MIT LGO students can apply their engineering knowledge to sustainability problems that impact a global operations system. Students work with renewable and labor resources, measure company’s environmental and industry impact, and make suggestions based on rigorous data analysis.

Creating Good Jobs in Automotive Manufacturing

Matt Kilby (LGO ’21)

Engineering Department: Mechanical Engineering
Company: Nissan

Problem: Nissan’s Smyrna Vehicle Assembly Plant has the largest capacity for annual car production in North America, with the ability to manufacture 640,000 vehicles per year. The plant employs over 7,000 people and the frontline technicians are the foundation of their manufacturing business. These jobs are anything but easy and the high turnover rate within this workforce has significant direct and indirect costs for the company. Nissan must develop a solution to make these vital jobs “good jobs” to maintain a stable workforce.

Matt Kilby LGO '21 Thesis Diagram
This solution provided Nissan with a more accurate cost of employee turnover.

Approach: Matt’s approach included three phases: Gemba Walks, Employee Interviews, and Data Collection.

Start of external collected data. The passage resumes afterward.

PR #536, opened 2018-11-28
fix: rely on cobrapy's find_blocked_reactions

### LINKED ISSUE #518: Change the logic of the test for blocked reactions.
Depend on the COBRApy function.

Midnighter:
* [x] fix #518 
* [x] Rely on the cobrapy provided function rather than a memote defined one.
* [x] Tests removed as we rely on cobrapy correctness.

### DIFF
--- a/HISTORY.rst
+++ b/HISTORY.rst
@@ -3,6 +3,7 @@ History
 
 Next Release
 ------------
+* Identify blocked reactions using the cobrapy built-in function.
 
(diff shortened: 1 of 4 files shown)


Midnighter:
It's actually available in cobrapy for a long time already. Just an embarrassing oversight on my part.

Yes, I need to become more atomic about my commits. Noted.

Issue #558, opened 2019-01-07
Include check for Smiles and Inchi annotation


ChristianLieven:
Our checks for metabolite annotation currently excludes InChI strings.
- [x] Inchi

PR #564, opened 2019-01-16
Front-end Improvements

### LINKED ISSUE #502: As a user I want to clearly see how the overall score is calculated in the report
#### Problem description

Right now it is not entirely clear what the weights are per section and how the subscores sum up into the main score. The front-end should clearly display this kind of information (and ideally reflect changes on the backend).

### LINKED ISSUE #526: Reduce prominence of single overall score on the memote reports.
#### Problem description
Please see my post here: https://github.com/opencobra/memote/issues/232#issuecomment-438300424

ChristianLieven:
* [x] fix #502, fix #526

Description:
This PR fixes a bunch of issues with the reports interface: The prominence of the score has been reduced and more explanation is given as to what the score is for. Moreover, the weights are now clearly indicated as multiplier 'badges' and sub-total calculations are shown. All of this should help to increase transparency and aid researchers to interpret the results. Furthermore, the 'Help' section has been renamed to 'Readme' and has expanded to include a few paragraphs on the diversity of SBML-encoded genome-scale metabolic networks (reconstructions, initialized models). The principal sections have been renamed and a brief explanation for each has been added.

screen shot 2019-01-16 at 10 55 24

screen shot 2019-01-16 at 10 55 52


rmtfleming:
Looks nice. Are you planning to distinguish between a reconstruction and a model? Also, try testing it with Recon3 and Recon3.0model to see what difference you get. They provide more exceptional cases. The VMH api should provide access to metabolite and reaction annotations. A test for the existence of an InChI for each metabolite would be good.

ChristianLieven:
@rmtfleming  Thank you for your feedback!

> Are you planning to distinguish between reconstruction and a model? 
For now, I'm not planning on going further than what we've done above by explaining the differences between reconstructions and initialized models in the Readme, explaining the two sides of the report and expanding the descriptions of each test in a separate PR. Altogether I think it should be pretty clear now that this difference exists and how to interpret the report with regard to either type.

> Also, try testing it with Recon3 and Recon3.0model to see what difference you get. They provide more exceptional cases. The VMH API should provide access to metabolite and reaction annotations. 
Do you have a link to an SBML version at hand? At least, for now, we want to avoid making comparatively slow API-calls for each of the model's components. However, others have mentioned this before so we are considering possibly allowing users to toggle this in the future.

> A test for the existence of an InChI for each metabolite would be good.
Absolutely, this is coming up in a separate PR #558

memote-report-app/src/app/test-result.model.ts
```diff
@@ -10,7 +10,7 @@ export class TestResult {
   public format_type: string;
 
   private errorFailsafe(result: string) {
-    if (this.result !== 'skipped' && !this.data ) {
+    if (this.result !== 'skipped' && (this.data == null || typeof this.data === 'undefined') ) {
```
Midnighter: Can `this.data` here actually be `'undefined'`? Also, did you use `this.data == null` instead of `this.data === null` on purpose?

rmtfleming:
https://www.vmh.life/#downloadview

PR #574, opened 2019-01-17
Fix disappearing

ChristianLieven:

Fixes an issue with the angular app ignoring parametrized tests that had an undefined/ empty `data` object. The test cases would disappear from the report view, but now show up as errored:

https://puu.sh/Cy9Zv/be2ec5c248.png


Midnighter:
Travis is confused and tries to find PR #573 which doesn't exist any longer.

PR #575, opened 2019-01-17
WIP: Fix differences

### LINKED ISSUE #572: introduce a threshold for consistent test outcomes
`find_metabolites_produced_with_closed_bounds` and `find_metabolites_consumed_with_closed_bounds` need to be changed to use a threshold rather than comparing to exactly zero. Otherwise they report different numbers on each run due to solver feasibility tolerance.

Midnighter:
* [x] fix #572
* [x] tests added/passed

Some tests were showing different results online and offline. This was due to numerical instabilities which should now be fixed.

### DIFF
--- a/memote/suite/tests/test_consistency.py
+++ b/memote/suite/tests/test_consistency.py
@@ -324,9 +324,9 @@ def test_find_reactions_unbounded_flux_default_condition(model):
     """
     # TODO: Arbitrary threshold right now! Update after meta study!
     ann = test_find_reactions_unbounded_flux_default_condition.annotation
-    unbounded_rxns, fraction, _ = \
+    unbounded_rxn_ids, fraction, _ = \
         consistency.find_reactions_with_unbounded_flux_default_condition(model)
-    ann["data"] = get_ids(unbounded_rxns)
+    ann["data"] = unbounded_rxn_ids
     ann["metric"] = fraction
     ann["message"] = wrapper.fill(
         """ A fraction of {:.2%} of the non-blocked reactions (in total {}
--- a/memote/suite/tests/test_consistency.py
+++ b/memote/suite/tests/test_consistency.py
@@ -63,7 +63,7 @@ def test_stoichiometric_consistency(read_only_model):
 @pytest.mark.parametrize("met", [x for x in consistency.ENERGY_COUPLES])
 @annotate(title="Erroneous Energy-generating Cycles", format_type="count",
           data=dict(), message=dict())
-def test_detect_energy_generating_cycles(read_only_model, met):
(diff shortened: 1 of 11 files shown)


memote/suite/tests/test_consistency.py
```diff
@@ -258,65 +256,67 @@ def test_find_disconnected(read_only_model):
...
+    # )
+    # ann["metric"] = len(ann["data"]) / len(model.metabolites)
+    # ann["message"] = wrapper.fill(
+    #     """A total of {} ({:.2%}) metabolites can be produced without the model
+    #     needing to consume any substrate: {}""".format(
+    #         len(ann["data"]), ann["metric"], truncate(ann["data"])))
+    # assert len(ann["data"]) == 0, ann["message"]
+
+
+# FIXME (Moritz Beber): These metabolites are a subset of the 'unconserved
```
ChristianLieven: Here, instead of commenting out the code I was thinking doing something along the lines of `skipping` the tests by default and removing them from the main interface. This would keep them accessible via the CLI.

memote/support/consistency.py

Visiting the Gemba provided context about the business terminology and KPIs. Employee interviews provided additional insight into the business problem. Finally, data collection was required in order to quantify findings and confirm underlying problems.

Impact: The Good Jobs Strategy has been applied to many industries and has an overall framework for companies to follow, but this is a first for automotive manufacturing. Matt’s project provided Nissan with more accurate information of the direct and indirect costs of employee turnover. By better understanding the effects of turnover, Nissan can better analyze business decisions and policies surrounding their employees. This project established a baseline for automotive companies to follow on their own GJS journey.

Establishment of Novel Pichia pastoris Host Production Platforms

Ellen Coleman (LGO ’20)

Engineering Department: Mechanical Engineering
Company: Amgen
Location: Thousand Oaks, CA

Coleman, Amgen, 2020
Ellen’s project objective was to perform Pichia cultivations to provide proof-of-concept process data for Amgen.

Problem: The Cell Line Development group at Amgen is responsible for manufacturing and optimizing the cell lines utilized in production of Amgen’s biologic drug portfolio. Traditionally, these cell lines are produced from mammalian host organisms, primarily Chinese Hamster Ovary (CHO) cells. Advancing alternative hosts offer a unique opportunity to manufacture biologics at fractions of current speed and costs.  

Approach: Advancing Pichia (alternative yeast host) strain engineering technology will eventually drive broader utilization in commercialized products and help curb the rising cost of biologic medicines. Ellen’s project objective was to perform Pichia cultivations to provide proof-of-concept process data. She aimed to quantify the strategic advantage of the Pichia host in Amgen’s pipeline, and determine when, why and how such a product would be manufactured. 

Impact: Overall, Pichia offers an entirely new operational challenge for the scientists’, engineers and strategists at Amgen to consider.  A few of the key outcomes from Ellen’s project include: 

  • Alternative host materials produce similar productivity as published results 
  • Pichia has potential to reduce raw material cost per lot by ~ 40% 
  • Operational cost savings must be evaluated on a per facility basis  

Enabling Dematerialization of Product Development, Transfer and Manufacturing

Janelle Heslop (LGO ’19) 

Engineering Department: Civil and Environmental Engineering
Company: Amgen
Location: Thousand Oaks, CA

Heslop, Amgen, 2019
Janelle determined critical evaluation areas for next generation manufacturing technologies.

Problem: Amgen competes globally to advance important medicines in a highly competitive marketplace facing increasing pressures from pricing and regulatory scrutiny. To prepare for this changing business environment, Amgen needs to develop a manufacturing strategy that can enable the production of high-quality products with significant reduction in timelines and cost. Biomanufacturing of tomorrow must enable speed to market, flexible manufacturing, reduced footprint and improved efficiency. 

Approach: Janelle’s project followed a structured approach to develop knowledge and tools that can be used to improve decision-making around next generation manufacturing technologies for both Drug Substance and Drug Product in Process Development. Her project used four major work-streams: 

  1. Technology landscaping for process, prioritizing process units for evaluation  
  2. Development of criteria for technology evaluation  
  3. Evaluation of selected tech based on criteria  
  4. Development of playbooks to capture technology assessment and use cases

Impact: Janelle identified three critical evaluation areas for assessing next generation manufacturing technologies: economic, environmental, and operational attributes. She demonstrated that the evaluation framework helped in meeting a critical need for technology decision-makers at Amgen: the need for an objective and standard methodology for evaluating and deploying new technologies in the manufacturing network. Based on Janelle’s work, Amgen can further refine this framework to ensure that it reflects its most critical business priorities and that it can be used broadly across many process areas.